PR #3195, opened 2026-09-02
🚨 [CSS Modules] Migrate ActivityIconButton to CSS Modules

jandrade:
Migrate `ActivityIconButton` from Aphrodite to CSS Modules. No public API change
— same props, DOM structure and `styles.root` / `styles.box` / `styles.label`
overrides.

**PR 3 of 4 in the WB-2329 stack**, based on `WB-2329.2`
(`ConversationIconButton`). PR 1 carries the shared reset and CSS-delivery wiring.

- Mirrors the already-landed `activity-button.module.css` (same
  `semanticColor.chonky` token family): variant classes only assign
  `--wb-c-activity-icon-button--*`, base/state rules only read them, with six
  compound `actionType × kind` colour rules. Structural values (border, the
  6px/8px/0 shadow depths, radius, padding) are written literally, as every theme
  reused them.
- The box is no longer styled by JS-toggled classes (`chonkyPressed` /
  `chonkyDisabled` are gone) but by descendant selectors from the root, all at the
  same specificity: hover → active → disabled → focus. The plain `chonky`
  className stays as a consumer/test hook.
- **One divergence worth a decision:** the `.box` / `.label` base rules are
  qualified with `.button`, because `View` (`.default`) and `BodyText`
  (`.smallSemi`) ship single-class rules in the same `@layer shared` that set the
  same properties — Aphrodite's `!important` used to settle that. This makes the
  outcome depend on specificity rather than bundler emit order.
  `activity-button.module.css` left those as single classes and is still
  load-order-dependent; if you agree with the reasoning, it should get the same
  treatment in a follow-up.
- One intentional change, matching the rest of the family: a disabled button that
  is both focused and hovered now keeps its full focus ring.

Issue: WB-2329

## Test plan:

- `pnpm jest packages/wonder-blocks-icon-button`, `pnpm typecheck`, eslint,
  stylelint, prettier — clean
- Rollup emits the 26 `wb-activity-icon-button-*` selectors into `dist/index.css`
  with `@apply --wb-focus-visible` expanded and the `-webkit-line-clamp` label
  clipping intact, inside `@layer shared`
- Manual, in default/thunderblocks/syl-dark: spot-check `kind` × `actionType` and
  all states; confirm the box lifts on hover and drops flat on press and that the
  custom-styles story's root/box/label overrides still apply; **confirm the box's
  padding, centring and border are unchanged and the label still clamps to 2 lines
  with hyphenation** (a long translated label is the useful case — see WB-2354);
  check the disabled focus ring

## Review plan:

1. 🚨 [`activity-icon-button.module.css`](https://github.com/Khan/wonder-blocks/pull/3195#discussion_r3915198772)
2. ⚠️ [`activity-icon-button.tsx`](https://github.com/Khan/wonder-blocks/pull/3195#discussion_r3915198985)


packages/wonder-blocks-icon-button/src/components/activity-icon-button.module.css
```diff
@@ -0,0 +1,382 @@
+/**
```
jandrade, line 1: 🚨 **High risk**, and the file with the one deliberate divergence in this stack.

- **The `.box` and `.label` _base_ rules are qualified with `.button`.** The already-landed `activity-button.module.css` left the equivalent rules as single classes. `View` (`.default`) and `BodyText` (`.smallSemi`) ship single-class rules in the same `@layer shared` that set some of the same properties (`flex-direction`, `padding`, `border-width`, `align-items`, `margin`), so at equal specificity the winner is whichever package's stylesheet the bundler emits first. Qualifying makes it a specificity question instead. **This is worth a decision, not just a review** — if you agree, `activity-button.module.css` should get the same treatment in a follow-up.
- **Box state styling moved out of JS.** `chonkyPressed` / `chonkyDisabled` are gone; the box is styled by descendant selectors from the root, all at (0,3,0), declared hover → active → disabled → focus so source order alone decides precedence. The plain `chonky` className stays in the DOM as a consumer/test hook.
- **Structural values are written literally** (thin border, the 6px/8px/0 shadow depths, radius, padding). The Aphrodite `theme` object was hand-written in-file precisely because every theme reused them — same call `ActivityButton` made.

packages/wonder-blocks-icon-button/src/components/activity-icon-button.tsx
```diff
@@ -1,21 +1,17 @@
 import * as React from "react";
```
jandrade, line 1: ⚠️ **Medium risk.** `_generateStyles` out, class-name strings in, and `chonkyStyles` collapses from four entries to two — the box's hover / press / disabled styling is now driven entirely by the root's state selectors.

The local `theme` object (shadow depths, padding, radius, label colours) is deleted; its themed value — `themeTokens.activityIconButton.label.color.progressive` — is referenced in CSS as `--wb-c-icon-button-activityIconButton-label-color-progressive`, so the syl-dark override still applies. Worth confirming that in the theme switcher.

jandrade:
@claude review once

packages/wonder-blocks-icon-button/src/components/activity-icon-button.tsx
```diff
@@ -127,12 +128,15 @@ export const ActivityIconButton: React.ForwardRefExoticComponent<
...
+            style={buttonStyles}
             type={type}
             {...(!hasVisibleLabel ? {"aria-label": ariaLabel} : {})}
         >
             <>
-                {/* NOTE: Using a regular className to be able to use descendant selectors to account for the hover and press states */}
+                {/* NOTE: The plain `chonky` className is kept as a
+                consumer/test hook. It no longer drives styling — the box is
+                styled by descendant selectors from the root in the CSS
+                module. */}
```
beaesguerra, line 139: Could we remove the `className` since it is no longer used to apply styling?

beaesguerra (approved):
Looks good to me!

★ ★ ★ ★ ★ ★ ★

> Work to be completed
Restate the whole listing word for word so that no line differs from the original.

> Answer space
PR #3195, opened 2026-09-02
🚨 [CSS Modules] Migrate ActivityIconButton to CSS Modules

jandrade:
Migrate `ActivityIconButton` from Aphrodite to CSS Modules. No public API change
— same props, DOM structure and `styles.root` / `styles.box` / `styles.label`
overrides.

**PR 3 of 4 in the WB-2329 stack**, based on `WB-2329.2`
(`ConversationIconButton`). PR 1 carries the shared reset and CSS-delivery wiring.

- Mirrors the already-landed `activity-button.module.css` (same
  `semanticColor.chonky` token family): variant classes only assign
  `--wb-c-activity-icon-button--*`, base/state rules only read them, with six
  compound `actionType × kind` colour rules. Structural values (border, the
  6px/8px/0 shadow depths, radius, padding) are written literally, as every theme
  reused them.
- The box is no longer styled by JS-toggled classes (`chonkyPressed` /
  `chonkyDisabled` are gone) but by descendant selectors from the root, all at the
  same specificity: hover → active → disabled → focus. The plain `chonky`
  className stays as a consumer/test hook.
- **One divergence worth a decision:** the `.box` / `.label` base rules are
  qualified with `.button`, because `View` (`.default`) and `BodyText`
  (`.smallSemi`) ship single-class rules in the same `@layer shared` that set the
  same properties — Aphrodite's `!important` used to settle that. This makes the
  outcome depend on specificity rather than bundler emit order.
  `activity-button.module.css` left those as single classes and is still
  load-order-dependent; if you agree with the reasoning, it should get the same
  treatment in a follow-up.
- One intentional change, matching the rest of the family: a disabled button that
  is both focused and hovered now keeps its full focus ring.

Issue: WB-2329

## Test plan:

- `pnpm jest packages/wonder-blocks-icon-button`, `pnpm typecheck`, eslint,
  stylelint, prettier — clean
- Rollup emits the 26 `wb-activity-icon-button-*` selectors into `dist/index.css`
  with `@apply --wb-focus-visible` expanded and the `-webkit-line-clamp` label
  clipping intact, inside `@layer shared`
- Manual, in default/thunderblocks/syl-dark: spot-check `kind` × `actionType` and
  all states; confirm the box lifts on hover and drops flat on press and that the
  custom-styles story's root/box/label overrides still apply; **confirm the box's
  padding, centring and border are unchanged and the label still clamps to 2 lines
  with hyphenation** (a long translated label is the useful case — see WB-2354);
  check the disabled focus ring

## Review plan:

1. 🚨 [`activity-icon-button.module.css`](https://github.com/Khan/wonder-blocks/pull/3195#discussion_r3915198772)
2. ⚠️ [`activity-icon-button.tsx`](https://github.com/Khan/wonder-blocks/pull/3195#discussion_r3915198985)


packages/wonder-blocks-icon-button/src/components/activity-icon-button.module.css
```diff
@@ -0,0 +1,382 @@
+/**
```
jandrade, line 1: 🚨 **High risk**, and the file with the one deliberate divergence in this stack.

- **The `.box` and `.label` _base_ rules are qualified with `.button`.** The already-landed `activity-button.module.css` left the equivalent rules as single classes. `View` (`.default`) and `BodyText` (`.smallSemi`) ship single-class rules in the same `@layer shared` that set some of the same properties (`flex-direction`, `padding`, `border-width`, `align-items`, `margin`), so at equal specificity the winner is whichever package's stylesheet the bundler emits first. Qualifying makes it a specificity question instead. **This is worth a decision, not just a review** — if you agree, `activity-button.module.css` should get the same treatment in a follow-up.
- **Box state styling moved out of JS.** `chonkyPressed` / `chonkyDisabled` are gone; the box is styled by descendant selectors from the root, all at (0,3,0), declared hover → active → disabled → focus so source order alone decides precedence. The plain `chonky` className stays in the DOM as a consumer/test hook.
- **Structural values are written literally** (thin border, the 6px/8px/0 shadow depths, radius, padding). The Aphrodite `theme` object was hand-written in-file precisely because every theme reused them — same call `ActivityButton` made.

packages/wonder-blocks-icon-button/src/components/activity-icon-button.tsx
```diff
@@ -1,21 +1,17 @@
 import * as React from "react";
```
jandrade, line 1: ⚠️ **Medium risk.** `_generateStyles` out, class-name strings in, and `chonkyStyles` collapses from four entries to two — the box's hover / press / disabled styling is now driven entirely by the root's state selectors.

The local `theme` object (shadow depths, padding, radius, label colours) is deleted; its themed value — `themeTokens.activityIconButton.label.color.progressive` — is referenced in CSS as `--wb-c-icon-button-activityIconButton-label-color-progressive`, so the syl-dark override still applies. Worth confirming that in the theme switcher.

jandrade:
@claude review once

packages/wonder-blocks-icon-button/src/components/activity-icon-button.tsx
```diff
@@ -127,12 +128,15 @@ export const ActivityIconButton: React.ForwardRefExoticComponent<
...
+            style={buttonStyles}
             type={type}
             {...(!hasVisibleLabel ? {"aria-label": ariaLabel} : {})}
         >
             <>
-                {/* NOTE: Using a regular className to be able to use descendant selectors to account for the hover and press states */}
+                {/* NOTE: The plain `chonky` className is kept as a
+                consumer/test hook. It no longer drives styling — the box is
+                styled by descendant selectors from the root in the CSS
+                module. */}
```
beaesguerra, line 139: Could we remove the `className` since it is no longer used to apply styling?

beaesguerra (approved):
Looks good to me!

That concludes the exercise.